There had been other setbacks as well. In 2000, a Connerly-led referendum in Florida failed to qualify for the ballot. (Yet it may have succeeded in prompting Gov. Jeb Bush to phase out preferences in state universities.) Three years later, Connerly's Racial Privacy Initiative, which sought to ban all racial classifications by the California government, lost badly at the polls. The drive to enact colorblind public policies seemed to have run out of gas. When Connerly announced his intention to launch the MCRI, some of his allies harbored strong doubts: "I didn't think he could win, and I knew we couldn't afford another defeat," says Abigail Thernstrom of the Manhattan Institute.

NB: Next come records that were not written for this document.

PR #1911, opened 2017-10-31
Clean up genericLongAndAsRotateHelper

dchopra001:
-Rename the function to tryToReplaceLongAndWithRotateInstruction
as this is more descriptive

-Clean up the function to avoid skipping the evaluation of i2l
and iu2l nodes. This should be handled by the simplifier (and
it currently is). Also, insert a static debug counter to catch
potential opportunities in the future.

-Add asserts during binary encoding and instruction construction
to make sure the reserved bits in the instruction's operands are
not being set. This is a source of printing errors in trace logs.

-Test the function using tril + google tests

### DIFF
--- a/compiler/z/codegen/BinaryEvaluator.cpp
+++ b/compiler/z/codegen/BinaryEvaluator.cpp
@@ -2467,35 +2467,38 @@ genericRotateAndInsertHelper(TR::Node * node, TR::CodeGenerator * cg)
    }
 
 TR::Register *
-genericLongAndAsRotateHelper(TR::Node * node, TR::CodeGenerator * cg)
+OMR::Z::TreeEvaluator::tryToReplaceLongAndWithRotateInstruction(TR::Node * node, TR::CodeGenerator * cg)
    {
    if (cg->getS390ProcessorInfo()->supportsArch(TR_S390ProcessorInfo::TR_z10))
       {
       TR::Node * firstChild = node->getFirstChild();
       TR::Node * secondChild = node->getSecondChild();
-      TR::Node * skipedConversion = NULL;
       TR::Compilation *comp = cg->comp();
 
-      // Transform land into RISBG as it may be better than discrete pair of ands
+      // Given the right case, transform land into RISBG as it may be better than discrete pair of ands
       if (node->getOpCodeValue() == TR::land && secondChild->getOpCode().isLoadConst())
          {
-         uint64_t value = secondChild->getLongInt();
+         uint64_t longConstValue = secondChild->getLongInt();
 
-         if ((firstChild->getOpCodeValue() == TR::i2l || firstChild->getOpCodeValue() == TR::iu2l)
-               && firstChild->getReferenceCount()==1 && firstChild->getRegister() == NULL && firstChild->isHighWordZero() )
-            {
-            skipedConversion = firstChild;
-            firstChild = firstChild->getFirstChild();
-            value &= 0x00000000FFFFFFFFL;
-            }
+         int32_t tZeros = trailingZeroes(longConstValue);
+         int32_t lZeros = leadingZeroes(longConstValue);
+         int32_t tOnes  = trailingZeroes(~longConstValue);
+         int32_t lOnes  = leadingZeroes(~longConstValue);
+         int32_t popCnt = populationCount(longConstValue);
+ 
+         // if the population count is 0 then the result of the AND will also be 0,
+         // because a popCnt=0 means there are no overlapping bits between the two AND
+         // operands. We cannot generate a RISBG for this case as RISBG cannot be
+         // used to zero out the contents of the entire register. The starting and ending
+         // positions are inclusive, so even if start=end, we will preserve at least one bit.
+         if (popCnt == 0)
+            return NULL;
 
-         int32_t tZeros = trailingZeroes(value);
-         int32_t lZeros = leadingZeroes(value);
-         int32_t tOnes  = trailingZeroes(~value);
-         int32_t lOnes  = leadingZeroes(~value);
-         int32_t popCnt = populationCount(value);
-         int32_t msBit = -1;
-         int32_t lsBit = -1;
+         // the minimum value for the bit positions is 0, and lsBit can equal msBit iff popCnt = 1
+         // if popCnt == 0 then we cannot generate a RISBG instruction because RISBG preserves at
+         // least one bit position
+         int32_t msBit = 0;
+         int32_t lsBit = 0;
 
          if (comp->getOption(TR_TraceCG))
             {
@@ -2503,29 +2506,73 @@ genericLongAndAsRotateHelper(TR::Node * node, TR::CodeGenerator * cg)
             traceMsg(comp,"          => rotated-and-insert: lOnes %d, tOnes %d\n", lOnes, tOnes);
             }
 
-         bool doIt = false;
+         bool doTransformation = false;
+
+         // We now try to detect if the lconst's bit pattern is such that we can use a single RISBG
+         // instead of multiple AND instructions
+
+         // The first block will catch all cases where the lConstValue is a series of contiguous ones
+         // surrounded by zeros
+         // ex: 0001111000, 011110, 111111, 001111, 11100 etc...
+         //
+         // The 'else if' block will consider all cases where we have a series of contiguous zeros
+         // surrounded by ones
+         // ex: 1110000111, 1000001
          if (popCnt == (64 - lZeros - tZeros))
             {
             msBit = lZeros;
             lsBit = 63 - tZeros;
-            if (firstChild->getReferenceCount()>1 || skipedConversion != NULL   // Better of with non-destructive RISBG as AND?
-                  || lZeros > 31 || tZeros > 31 || (lZeros > 0 && tZeros > 0))  // Better off with a single AND?
+            // The below checks make sure we are not better off using one of Z architecture's
+            // 16-bit AND immediate instructions (NILF,NILH,NILL, NIHF,NIHH, NIHL).
+            // Details for each check below:
+            //
+            // "firstChild->getReferenceCount() > 1"
+            //    If the firstChild's refCount>1, we will need to clobber evaluate this case
+            //    because we cannot destroy the value. In such a case we're better off with 
+            //    RISBG because RISBG won't clobber anything and hence can do the operation
+            //    faster.
+            //
+            // "|| lZeros > 31 || tZeros > 31"
+            //    If there are more than 31 contiguous zeros, then we must use RISBG because
+            //    no NI** instruction do zero out that many bits in a single instruction.
+            //
+            // "|| (lZeros > 0 && tZeros > 0"
+            //    NI** instructions need to explicitly specify which bit positions to zero out.
+            //    If our constant at minimum looks like 0111...110 (there are zeros in the top
+            //    half and bottom half of the register), then it's better to use RISBG.
+            //    This is because there are no NI** instructions allowing us to specify bits in
+            //    the top half and bottom half of the register to zero out.
+
+            if (firstChild->getReferenceCount() > 1 || lZeros > 31 || tZeros > 31
+                || (lZeros > 0 && tZeros > 0))
                {
-               doIt = true;
+               doTransformation = true;
                }
             }
          else if (popCnt == (lOnes + tOnes))
             {
             msBit = 64 - tOnes;
             lsBit = lOnes - 1;
-            if (firstChild->getReferenceCount()>1 || skipedConversion != NULL // Better of with non-destructive RISBG as AND?
-                  || (lOnes < 32 && tOnes < 32) )                             // Better off with a single AND?
+            // The below checks make sure we are not better off using one of Z architecture's
+            // 16-bit AND immediate instructions (NILF,NILH,NILL, NIHF,NIHH, NIHL).
+            // Details for each check below:
+            //
+            // "firstChild->getReferenceCount() > 1"
+            //    same as above
+            //
+            // "(lOnes < 32 && tOnes < 32)"
+            //    This case implies there are zeros at the high/low boundary of the register.
+            //    Example value: 11111000011111. The NI** instructions can only operate on
+            //    the top half or bottom half of a register at a time. So such a case
+            //    will require two NI** instructions. Hence we are better off using a single RISBG
+
+            if (firstChild->getReferenceCount()> 1 || (lOnes < 32 && tOnes < 32))
                {
-               doIt = true;
+               doTransformation = true;
                }
             }
 
-         if (doIt && performTransformation(comp, "O^O Use RISBG instead of 2 ANDs for %p.\n", node) )
+         if (doTransformation && performTransformation(comp, "O^O Use RISBG instead of 2 ANDs for %p.\n", node))
             {
             TR::Register * targetReg = NULL;
             TR::Register * sourceReg = cg->evaluate(firstChild);
@@ -2539,19 +2586,18 @@ genericLongAndAsRotateHelper(TR::Node * node, TR::CodeGenerator * cg)
                targetReg = sourceReg;
                }
 
-            TR::InstOpCode::Mnemonic opCode = cg->getS390ProcessorInfo()->supportsArch(TR_S390ProcessorInfo::TR_zEC12) ? TR::InstOpCode::RISBGN : TR::InstOpCode::RISBG;
+               // if possible then use the instruction that doesn't set the CC as it's faster
+               TR::InstOpCode::Mnemonic opCode = cg->getS390ProcessorInfo()->supportsArch(TR_S390ProcessorInfo::TR_zEC12) ? TR::InstOpCode::RISBGN : TR::InstOpCode::RISBG;
+ 
+               // this instruction sets the rotation factor to 0 and sets the zero bit(0x80).
+               // So it's effectively zeroing out every bit except the inclusive range of lsBit to msBit
+               // The bits in that range are preserved as is
                generateRIEInstruction(cg, opCode, node, targetReg, sourceReg, msBit, 0x80 + lsBit, 0);
 
-            if (skipedConversion)
-               {
-               skipedConversion->setRegister(targetReg);
-               cg->decReferenceCount(firstChild);
-               }
             return targetReg;
             }
          }
       }
-
    return NULL;
    }
 
@@ -4725,7 +4771,7 @@ OMR::Z::TreeEvaluator::landEvaluator(TR::Node * node, TR::CodeGenerator * cg)
 
    if ((TR::Compiler->target.is64Bit() || cg->use64BitRegsOn32Bit()) &&
        ((targetRegister = genericRotateAndInsertHelper(node, cg))
-             || (targetRegister = genericLongAndAsRotateHelper(node, cg)))     )
+             || (targetRegister = TR::TreeEvaluator::tryToReplaceLongAndWithRotateInstruction(node, cg))))
       {
       node->setRegister(targetRegister);
 
--- a/fvtest/compilertriltest/CMakeLists.txt
+++ b/fvtest/compilertriltest/CMakeLists.txt
@@ -41,6 +41,7 @@ add_executable(comptest
 	IfxcmpgeReductionTest.cpp
 	VectorTest.cpp
 	CallTest.cpp
+	LongAndAsRotateTest.cpp
 )
 
 target_link_libraries(comptest
--- a/fvtest/compilertriltest/LongAndAsRotateTest.cpp
+++ b/fvtest/compilertriltest/LongAndAsRotateTest.cpp
@@ -1,0 +1,514 @@
+/*******************************************************************************
+ * Copyright (c) 2017, 2017 IBM Corp. and others
+ *
+ * This program and the accompanying materials are made available under
+ * the terms of the Eclipse Public License 2.0 which accompanies this
+ * distribution and is available at http://eclipse.org/legal/epl-2.0
+ * or the Apache License, Version 2.0 which accompanies this distribution
+ * and is available at https://www.apache.org/licenses/LICENSE-2.0.
+ *
+ * This Source Code may also be made available under the following Secondary
+ * Licenses when the conditions for such availability set forth in the
+ * Eclipse Public License, v. 2.0 are satisfied: GNU General Public License,
+ * version 2 with the GNU Classpath Exception [1] and GNU General Public
+ * License, version 2 with the OpenJDK Assembly Exception [2].
+ *
+ * [1] https://www.gnu.org/software/classpath/license.html
+ * [2] http://openjdk.java.net/legal/assembly-exception.html
+ *
+ * SPDX-License-Identifier: EPL-2.0 OR Apache-2.0
+ *******************************************************************************/
+
+#include "JitTest.hpp"
+#include "default_compiler.hpp"
+
+// these two arrays hold the value loaded by the iload node.
+int32_t i2lInput []  = {0x0, 0x1, 0x0000FFFF, 0x2, 0x3E, (int32_t)0x80000000, (int32_t)0xFFFF0000,
+                          0x40000000, 0x7C000000, (int32_t)0xFFFFFFFF, 0x0003C000, 0x40000001};
+
+uint32_t iu2lInput [] = {0x0,0x1,0x0000FFFF,0x2,0x3E,0x80000000,0xFFFF0000,0x40000000,0x7C000000,
+                           0xFFFFFFFF,0x0003C000,0x40000001};
+
+// This array consists of all cases where contiguous 1's appear at most once in the binary value
+// ex: 001111000, 1111111, 011110, 1110000, 00001111
+uint64_t lconstInput_zerosAroundOnes [] =               {   0x7000000000000000,
+                                                            0x0,
+                                                            0x1,                //00000..00001
+                                                            0x00000000FFFFFFFF, //00000..11111
+                                                            0x2,                //00000..00010
+                                                            0x3E,               //00...0111110    
+                                                            0x8000000000000000, //10000000..00
+                                                            0xFFFFFFFF00000000, //111111..0000
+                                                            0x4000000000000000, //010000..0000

A victory in Michigan promised to bring with it enormous symbolic value because of the Supreme Court cases, but it was also a risky move: The state leans blue and national trends suggested that conservative turnout would be down in 2006. What's more, virtually every member of the state establishment denounced the effort: Democratic and Republican officeholders, business leaders, labor bosses, pastors, and so on. "They claimed that breast-cancer-screening centers would be shut down and domestic-violence shelters would be challenged. They even had a radio ad that compared passage of the MCRI to the tragedies of 9/11 and Hurricane Katrina," says Jennifer Gratz, the campaign's executive director (and a plaintiff in one of the Supreme Court's Michigan cases). These opponents outspent Connerly, Gratz, and their allies by a factor of at least three. A state election board altered the ballot language in an unhelpful way. By the summer, polls suggested that support for the initiative had slipped beneath the all-important 50-percent threshold. A day before the election, the Evans-Novak Political Report predicted that it would "fail by a large margin."